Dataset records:

PR #126, opened 2021-02-11
Market strategy that decreases score for providers that fail to confirm agreements

filipgolem:
See: https://github.com/golemfactory/yapapi/pull/246

### DIFF
--- a/yajsapi/executor/index.ts
+++ b/yajsapi/executor/index.ts
@@ -33,7 +33,13 @@ export const sgx = _sgx;
 export const vm = _vm;
 import { Task, TaskStatus } from "./task";
 import { Consumer, SmartQueue } from "./smartq";
-import { LeastExpensiveLinearPayuMS, MarketStrategy, SCORE_NEUTRAL } from "./strategy";
+import {
+  ComputationHistory,
+  DecreaseScoreForUnconfirmedAgreement,
+  LeastExpensiveLinearPayuMS,
+  MarketStrategy,
+  SCORE_NEUTRAL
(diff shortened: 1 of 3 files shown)


yajsapi/executor/strategy.ts
```diff
@@ -111,3 +115,32 @@ export class LeastExpensiveLinearPayuMS {
...
+
+  async decorate_demand(demand: DemandBuilder): Promise<void> {
+    /* Decorate `demand` using the base strategy. */
+    await this._base_strategy.decorate_demand(demand);
+  }
+
+  async score_offer(offer: OfferProposal, history?: ComputationHistory): Promise<Number> {
+    /* Score `offer` using the base strategy and apply penalty if needed.
+       If the offer issuer failed to approve the previous agreement (if any)
+       then the base score is multiplied by `self._factor`. */
```
azawlocki, line 138:
```suggestion
       then the base score is multiplied by `this._factor`. */
```

yajsapi/executor/index.ts
```diff
@@ -129,6 +135,7 @@ export class Executor {
   private _expires;
   private _budget_amount;
   private _budget_allocations: Allocation[];
+  private _rejecting_providers: Set<string>;
```
azawlocki, line 138: In the Python version the corresponding set is stored in `AgreementsPool` which is created for each `Executor.submit()` call. Here one set is used through possibly many calls to `Executor.submit()`.

I guess it's fine, maybe even better than in the Python version?

azawlocki (approved):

▶ [ASSIGNMENT]:
Copy out, in full, each line above that has the word "import" in it.

▶ [SOLUTION]:
 import { Task, TaskStatus } from "./task";
 import { Consumer, SmartQueue } from "./smartq";
-import { LeastExpensiveLinearPayuMS, MarketStrategy, SCORE_NEUTRAL } from "./strategy";
+import {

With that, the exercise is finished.